# Whats the content in Alaskan Placer?



## The Refiner49er (Jun 1, 2008)

Hi All!

I am working into the placer refining market and was wondering what the typical gold content is in Alaskan placer material? I am including a pic to help identify the type.

Thanks!

John


----------



## JustinNH (Jun 1, 2008)

Not sure myself since i only pan NH, but you may need to say the river and even te closest townt o where it was from as i know I have heard that in Alaska, the purity of the gold varies from river to river...


----------



## Gotrek (Jun 2, 2008)

I recall reading that alaska's typical placer gold is more abundant but lower purity then other areas If I recall alaska placer gold is around 70-80% pure (~18k-20k)


----------



## goldsilverpro (Jun 2, 2008)

I knew a guy that mined 3 months out of the year in Alaska and, each year, his company took out 30,000 ozs. The L.A. refiner I worked for was refining his material. If I remember right, his placer ran quite high - 96%.


----------



## allanwcoty (Jun 3, 2008)

Purity will go all the way from below electrum (50% Au. - 50% Ag.) all the way up to 98%. Some properties on the same drainage system varying widely. Some gold in Ak. is actually porous and does not reflect light well and actually looks brown. If you have a location it is supposed to have come from, you can check with others from that area to see if it's comparable. Have a great day. allan


----------



## calgoldrecyclers (Jun 18, 2008)

Electrum is 20%ag 80% au. not half and half. anything less is considered a teluride of gold. it looks to me from the picture, that the gold content is lower than most and perhaps a high quantity of copper. by looks alone i would classify it as 15k to 17k. could have a large quantity of nickel and PGM'S also.


----------



## Harold_V (Jun 18, 2008)

calgoldrecyclers said:


> Electrum is 20%ag 80% au. not half and half.


I think he was making reference to some gold running far less, suggesting it might be as low as 20%/80%. I didn't get the impression he suggested electrum was 50/50. Could be wrong, though!



> anything less is considered a teluride of gold.


That raises a red flag for me. Before gold would be considered a telluride, wouldn't it have to contain tellurium? 

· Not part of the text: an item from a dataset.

PR #77, opened 2019-03-19
add go fmt job to travis

dhellmann:


dhellmann:
I copied this from the cluster-api-provider-baremetal Makefile. I thought it exited non-0 if not then there's no real reason to run it.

Mind you, I'm not familiar with prospector's lingo---so I may not understand some of the terms that are commonly exchanged. 
Harold


----------



## Gotrek (Jun 18, 2008)

That's what it is lingo, not actual elemental properties.


----------



## calgoldrecyclers (Jun 18, 2008)

Harold,
GoTrek is correct. telluride is a misnomer in itself. telluride of gold is simply saying that any ore containing less than 80% Au with other elements like AG or PB. and, yes you are also correct, traditional telluride of gold or any other element will contain tellurium. the famous cripple creek gold rush of the 1860's is an excellent example of telluride gold sources. tellurium, like mercury has a great affinity for gold. 
Ezra


----------



## Harold_V (Jun 18, 2008)

Heh! :idea: 

You learn something every day if you keep your eyes and ears open. 

Thanks, guys!

Harold


----------



## allanwcoty (Jun 19, 2008)

Yes, thanks for the corrections. I was going from classroom memory of 20 years ago. Guess the mind is gone. Have a great day. allan


----------



## Harold_V (Jun 19, 2008)

The concept that the term tellurium gold is applied even when there is no tellurium involved is interesting. Having done a search, I found no evidence to lend support to the concept---although I did find that there are no less than five different gold/silver tellurium minerals. 

It is obvious that low grade gold exists that is not a telluride. It's confusing to have it referenced as such when it contains no tellurium. 

Does anyone wonder why a term would be used that is totally misleading?

Harold


----------



## Irons (Jun 19, 2008)

Harold_V said:


> The concept that the term tellurium gold is applied even when there is no tellurium involved is interesting. Having done a search, I found no evidence to lend support to the concept---although I did find that there are no less than five different gold/silver tellurium minerals.
> 
> It is obvious that low grade gold exists that is not a telluride. It's confusing to have it referenced as such when it contains no tellurium.
> 
> ...



They just assumed it was Tellurium.

Assume: Make an ASS out of U and ME. :roll:


----------



## calgoldrecyclers (Jun 19, 2008)

Harold,
thats just it. Tellurium will always be involved with a telluride. gold doesn't just occur with any mineral. gold being a nobel metal, it is rarely alloyed with other minerals, but when it does alloy with other minerals, it is considered either electrum( 20% percent AG), or a telluride of gold (up to 42% AU, with PB or AG as an alloy). saying that tellurium is an ore in and of itself would be incorrect, because tellurium can be alloyed with any other igneous or metamporhic mineral. there are tellurides of bismuth, molybdenum, lead, etc. it is the calaverites, and sylvanites that are the most common gold tellurides. 
yow! i hope this hasn't confused more than it helps.
Ezra


----------



## Platdigger (Jun 19, 2008)

I have never heard of a "low grade" gold ore, refered to as a "telluride", when tellurium was not even present.

But then, surely, there are a lot of things I have not heard of.
Randy


----------